In python, a NotImplementedError usually appears when you inherit an abstract class, it is a way to tell you that you should implement forward method.

class SimplePytorchModel(nn.Module):
    def __init__(self):
        super().__init__()
        self.linear = nn.Linear(10,10)
    def forward(self,x):
        return self.linear(x)
        
torch_model = SimplePytorchModel()
torch_model(x)
tensor([[-0.1243,  0.2997,  0.0861,  0.1849,  0.7241,  0.2632, -0.0680, -0.2111,
         -0.2606,  0.0837],
        [-0.0055,  0.1734,  0.2746,  0.1991,  0.6859,  0.2768,  0.0025, -0.2273,
         -0.1930,  0.2122],
        [-0.1407,  0.2008,  0.3773,  0.0956,  0.9796,  0.1915,  0.2936, -0.0837,
         -0.3146,  0.0808],
        [-0.0511,  0.1153,  0.2846,  0.2106,  0.7390,  0.0737, -0.1066, -0.3968,
         -0.3212,  0.2819],
        [-0.3408,  0.3093,  0.3826,  0.0783,  0.5542,  0.1298, -0.1768, -0.1407,
         -0.4774,  0.1776],
        [-0.1892,  0.2563,  0.1489, -0.0091,  0.4639,  0.1332, -0.0166, -0.3798,
         -0.4021,  0.2960],
        [-0.1463,  0.0375,  0.4741,  0.0881,  0.5674, -0.0446,  0.1802, -0.2256,
         -0.3006,  0.0376],
        [-0.1006, -0.1654,  0.3519,  0.3158,  0.5454, -0.0781,  0.0866, -0.4032,
         -0.5419,  0.2580],
        [-0.4006,  0.3089,  0.3450, -0.1411,  0.4353, -0.0416, -0.1630, -0.4652,
         -0.7266,  0.1949],
        [-0.1350,  0.0554,  0.1492,  0.4462,  0.8991,  0.2545,  0.1237, -0.1321,
         -0.4591,  0.2725]], grad_fn=<AddmmBackward>)

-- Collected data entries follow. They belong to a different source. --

PR #2102, opened 2026-06-03
refactor: unify UiSpec field/component-parameter types under a Zod source of truth in @faims3/data-model

PeterBaker0:
## Description

Unifies the `uiSpecification` field typing story. Previously, field and
component-parameter shapes were duplicated and drifting across
`@faims3/data-model`, `@faims3/forms`, and the designer (`@web`), with the
designer maintaining a large hand-written `ComponentParameters` union. This PR
makes `@faims3/data-model` the single Zod-based source of truth, has
`@faims3/forms` define each field's complete props contract, and types the
designer on top of those — removing the duplication and a chunk of dead code.

## Proposed Changes

**`@faims3/data-model` (source of truth)**
- Added `BaseFieldParametersSchema` / `BaseFieldParameters` (the base parameter
  envelope shared by every field) at the lowest layer.
- Reshaped `FieldDefinition`: `component-parameters` is now
  `BaseFieldParametersSchema.passthrough()` instead of `z.record(z.any())`. The
  exported type is derived from the strict shape (no index signature) so it stays
  composable with `Omit`/intersection downstream, while the schema still passes
  unmodelled keys through at runtime.
- Adopted the standard-vs-compiled pattern for fields: `conditionFn` now lives on
  `CompiledFieldDefinition`/`CompiledFieldDefinitionSchema` (mirroring views)
  rather than being an optional field on the base definition.
- Removed the deprecated `is_logic` and `access` array and their runtime paths;
  historical data is handled by migrations. Removed associated dead code in
  `types.ts`, `storageFunctions.ts`, and `queries.ts`.

**`@faims3/forms` (complete per-field contracts)**
- All field modules and wrappers now import base params from `@faims3/data-model`
  (local `BaseFieldPropsSchema` removed; no type-alias re-exports).
- Extracted a single shared `ChoiceElementProps` schema reused by RadioGroup,
  Select, and MultiSelect.
- Extended several props schemas to be complete contracts (e.g. NumberField
  `InputProps`, TemplatedString `template`/`InputLabelProps`, RichText `content`).
- Each field exports its `*PropsSchema` + `*Props` at its definition site,
  surfaced through a new `fieldRegistry/fieldParams.ts` barrel.

**`@web` designer**
- Replaced the ~80-line `ComponentParameters` union with a one-line envelope:
  `ComponentParametersEnvelope = BaseFieldParameters & { [k: string]: unknown }`.
- Each field editor now narrows that envelope to the forms-defined props type for
  its field, rather than the designer redeclaring parameter shapes.
- Palette templates (`fields.tsx`) and fixtures updated to satisfy the base
  contract (`name` is required).

**Docs**
- Updated the forms developer docs (`quickstart`, `05-field-system`,
  `06-field-spec`, `07-validation`, `index`, special-fields) to reflect the new
  `BaseFieldParametersSchema` location, the standard-vs-compiled field pattern,
  the export-for-designer workflow, the current registry list/resolution, and
  corrected stale designer paths and legacy `validationSchema` examples.

**API**
- Updated a notebook test fixture in `exportDeletedRelationships.test.ts` to
  include the now-required `name`.

## How to Test

- `npx turbo build` — all packages build (data-model, forms, api, web, infra).
- `cd library/data-model && npm test` — 317 pass / 1 skipped.
- `cd library/forms && npm test` — 42 pass.
- `cd web && npx tsc --noEmit` — clean (aside from a pre-existing, unrelated
  `DesignerWidget.tsx` `project_id` error on this branch).
- In the designer: add each field type from the palette, edit its options, and
  confirm the field editors (choice options, map, advanced-select, templated
  string, rich text, number, address, date/time, speech) read and write
  parameters correctly, and that conditions referencing choice options still work.

## Additional Information

- Designer editors narrow the open envelope via `as <FieldProps>` casts; a couple
  (`MapFieldProps`, AdvancedSelect's `optiontree`) go through `as unknown as`
  because required schema fields don't structurally overlap the envelope's index
  signature. A future tightening could replace these with typed accessor helpers
  keyed on `component-name`.
- `RelatedRecord`'s `relation_linked_vocabPair` / `related_type_label` remain
  untyped passthrough metadata (not consumed by the renderer).

## Checklist


PeterBaker0:
It's a step closer to the single field registry, but there is some pretty deep circular dependencies preventing going further.
 
would require breaking things up quite differently - probably pulling a lot of the type layer into a separate base module
 
or putting more stuff into the data model which is currently spread across forms/designer/data-model
 
we could dynamically build a zod validation model for the uiSpec based on this work - would just need to upgrade the component-parameters to use the registered zod model for each field type in the registry - however it's not clear where/how this fits in just yet, and this is a necessary step in that direction

ranisa-gupta16 (approved):
Have tested the designer end to end, took a thorough look at this really like having one 
canonical Zod source for the UI spec types. The separation between the strict FieldDefinition type and the passthrough schema isgood.
I ran different notebook jsons to see how validations work, worked well for me across diff. scenarios like blank notebook, wrong types, missing req. field, legacy wrapped uispec.

library/data-model/src/uiSpecification/types.ts
```diff
@@ -1,31 +1,265 @@
...
+export type UiSpecFields = z.infer<typeof UiSpecFieldsSchema>;
+
+/** Compiled field definitions keyed by field name. */
+export const CompiledUiSpecFieldsSchema = z.record(
+  z.string(),
+  CompiledFieldDefinitionSchema
+);
+export type CompiledUiSpecFields = z.infer<typeof CompiledUiSpecFieldsSchema>;
+
+/** A viewset: a named form type composed of one or more views. */
```
stevecassidy: I wish we could just call them forms and sections. Not the time to make that change but maybe in this file make it clear that 'viewset === form' and 'view === section'.

stevecassidy (approved):
Looks good, very nice bit of refactoring setting us up for the future.

library/data-model/src/uiSpecification/types.ts
PeterBaker0: I have done all changes I can non-destructively and marked this for later transition - would be a possible migration with the new frameworks - but big changeset

PR #2108, opened 2026-06-05
update designer dialog for fixing progress upon navigation

ranisa-gupta16:
## JIRA Ticket

](https://jira.csiro.au/browse/BSS-1302)

## Description

Fixes the issue where progress was being lost in the Designer when 
switching browser tabs.

If you opened the Designer, added a field, started typing into its 
name, then switched to another tab and came back — the field you 
were typing into would reset to empty.

The Designer dialog was watching the notebook prop too eagerly. 
When you switched tabs and came back, the parent re-fetched the 
notebook from the backend. 

The dialog now snapshots the notebook only once at the moment 
you open it. Refetches that happen while the dialog is open are 
ignored, so your work stays put.

## Checklist


PeterBaker0 (approved):
Works as described.

PR #2113, opened 2026-06-09
feat: add directional record sync modes with large-notebook defaults and settings UX

PeterBaker0:
Replaces the binary sync on/off model with explicit record replication modes for activated notebooks, while keeping local-first PouchDB writes unchanged.

- **Sync modes:** `none` (local only), `push` (upload only), `pull` (download only, wired but not offered in UI), and `both` (two-way). Persisted `isSyncing` is migrated to `syncMode` via redux-persist **v2**.
- **Replication:** `createPouchDbReplication()` supports one- and two-way live replication; lifecycle is centralised through `setSyncMode` and `replaceProjectReplication`.
- **Activation defaults:** When online, fetches server `recordCount` and defaults to **upload only** above `VITE_SYNC_PUSH_ONLY_RECORD_THRESHOLD` (default 500); offline or API failure falls back to **upload and download**. Shows a titled snackbar (“Sync mode changed”)
- **Settings UX:** Sync mode dropdown (download-only hidden), help dialog, plain confirmation dialog with shared copy, attachment download gated on pull-capable modes. Uses configurable `{NOTEBOOK_NAME}` labels.
- **Record list banner:** Dismissible warning when two-way sync is active and record count exceeds threshold; links to Settings; dismissal stored in localStorage and cleared on deactivation.
- **Fixes:** fix notebook tab index mapping for Settings navigation.
- **Docs/tests:** User sync docs updated; tests for replication factory, persist migration v2, and activation sync defaults.

## Test plan

- [ ] Activate a small notebook online → defaults to upload and download; no push-only snackbar
- [ ] Activate a large notebook online (or set threshold very low e.g. 1 record) → upload only + “Sync mode changed” alert
- [ ] Activate offline → upload and download; record-list banner appears once `recordCount` is known
- [ ] Change sync modes in Settings; confirm dialog copy and help dialog match
- [ ] Change sync modes and validate behaviour with other connected client
- [ ] Dismiss record-list banner; de/re-activate → banner shows again
- [ ] Toggle “Get attachments from other devices” — enabled only under two-way sync
- [ ] Upgrade from persisted state with `isSyncing` → correct `syncMode` after rehydrate

### DIFF
--- a/app/src/buildconfig.ts
+++ b/app/src/buildconfig.ts
@@ -131,6 +131,31 @@ function pouch_batch_size(): number {
   }
 }
 
+// This number requires more tuning based on upcoming load testing results. 500
+// is probably okay for most devices to two-way sync, but this is a more
+// conservative estimate.
+const DEFAULT_SYNC_PUSH_ONLY_RECORD_THRESHOLD = 500;
+
+/*
+ * Record count above which activation defaults to push-only sync (when online).
+ * See VITE_SYNC_PUSH_ONLY_RECORD_THRESHOLD.
+ */
+function sync_push_only_record_threshold(): number {
+  const raw = import.meta.env.VITE_SYNC_PUSH_ONLY_RECORD_THRESHOLD;
+  if (raw === '' || raw === undefined) {
+    return DEFAULT_SYNC_PUSH_ONLY_RECORD_THRESHOLD;
+  }
+  try {
+    const parsed = parseInt(raw, 10);
+    return Number.isNaN(parsed)
+      ? DEFAULT_SYNC_PUSH_ONLY_RECORD_THRESHOLD
+      : parsed;
+  } catch (err) {
+    logError(err);
+    return DEFAULT_SYNC_PUSH_ONLY_RECORD_THRESHOLD;
+  }
+}
+
 /*
  * See batches_limit in https://pouchdb.com/api.html#replication
  */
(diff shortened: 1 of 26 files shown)


ranisa-gupta16 (approved):
I had a play with this end-to-end and overall it feels good, sync modes switch the way I'd expect and the new banner copy is clear.


Image

Image


I tried the small notebook activation, small one came in as "Upload and download" with no snackbar, which is what I expected. Then I dropped the threshold to 1 in my .env, activated a bigger notebook (the one I've got with ~40 records) and saw the blue "Sync mode changed" snackbar pop up a witrh the explanation that it's been set to upload only to reduce device stress. Snackbar copy reads really nicely, no notes there.


Image

Once I went into the notebook, the orange "Large survey" warning banner at the top of My Sites was there too with the "GO TO SYNC SETTINGS" and "DISMISS" buttons.


Image

Played around with the sync mode dropdow,
switched between all three options (Sync off, Upload only, Upload and download). 

Image

Also tried activating with airplane mode on , defaultedd to Upload and download without breaking, which is the right safe fallback i guess when we can't reach the server to check the record count. 
Switched airplane mode back off, sync picked up normally a few seconds later.

Confirm dialog opens each time with the matching mode description. Switching to sync off shows the explanation that records will only be saved to this device.

Image
 
Switching to upload and download with 42 records shows the bandwidth/storage/battery note, which is the right warning for a large notebook. 
Help dialog (info icon next to Sync mode) wording matches what's in the confirm dialog, so no copy drift between them.
One question and confusion below that could be unrelated but worth flagging

Image

caught a runtime error in the Sync Status panel showing "Cannot read properties of undefined (reading 'pending')" while I had 11 of 13 notebooks activated in mixed sync modes. Screenshot below. Might be a quick null check fix but worth chasing before merge since it crashes the sync status reader.
 

 *** Very minor request, can we make this dialog's action buttons match the styling we've been using on the other recently-updated dialogs (red Cancel on left, black Confirm on right) for DASS/bssTheme

We've got centralised design tokens for dialog buttons now, so updating the values in one theme file should auto-apply across all three themes (BSS / Fieldmark / default). For BSS specifically I'd expect: red Cancel on left, black Confirm on right to maintain conssitency.

Image

Image 

like this 

Image

assuming the tests in projectsPersistMigration cover the actual rehydrate case so I'm calling that one good based on code review

Nothing here is blocking. Happy to approve.

PR #2119, opened 2026-06-12
fix: undo functionality in helper and advancedhelper text fields

ranisa-gupta16:
# feat/fix/chore: pr title

## JIRA Ticket

https://jira.csiro.au/browse/BSS-1295
https://jira.csiro.au/browse/BSS-1326

## Description

In the field editor, typing in Helper Text or Advanced Helper Text enabled the Undo button, but clicking Undo (or Redo) did nothing visible — the text on screen never reverted.

Helper Text → now uses DebouncedTextField bound to the store value (the same pattern the Label/Annotation fields already use), so it re-syncs on undo/redo. Removed the dead local-state/debounce code.
Advanced Helper Text → added an effect that pushes the store value back into the editor via setMarkdown only when the change is external (undo/redo/field-switch), tracked against the exact markdown the editor last emitted. Our own edits are recognized as echoes and skipped — so the caret is never disturbed, there's no setMarkdown↔onChange flicker, and the undo history / redo stack stay intact.

Screenshot 2026-06-12 153053

Screenshot 2026-06-12 153053

Screenshot 2026-06-12 152654

Screenshot 2026-06-12 152648

## Checklist


PeterBaker0 (approved):
Seems like an overall simplification of the logic, and seems to work as tested with both the built in undo/redo inside the editor, as well as the global undo/redo.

pl.LightningModule is a higher level class for nn.Module.

class SimpleLightningModel(pl.LightningModule):
    ...
    
pl_model = SimpleLightningModel()
pl_model(x)
NotImplementedError: 

It shouldn’t surprise you the same error pop out again, after all, pl.LightningModule is a high level wrapper for nn.Module. So we need to implement what is the forward method too. We can confirm this with this line.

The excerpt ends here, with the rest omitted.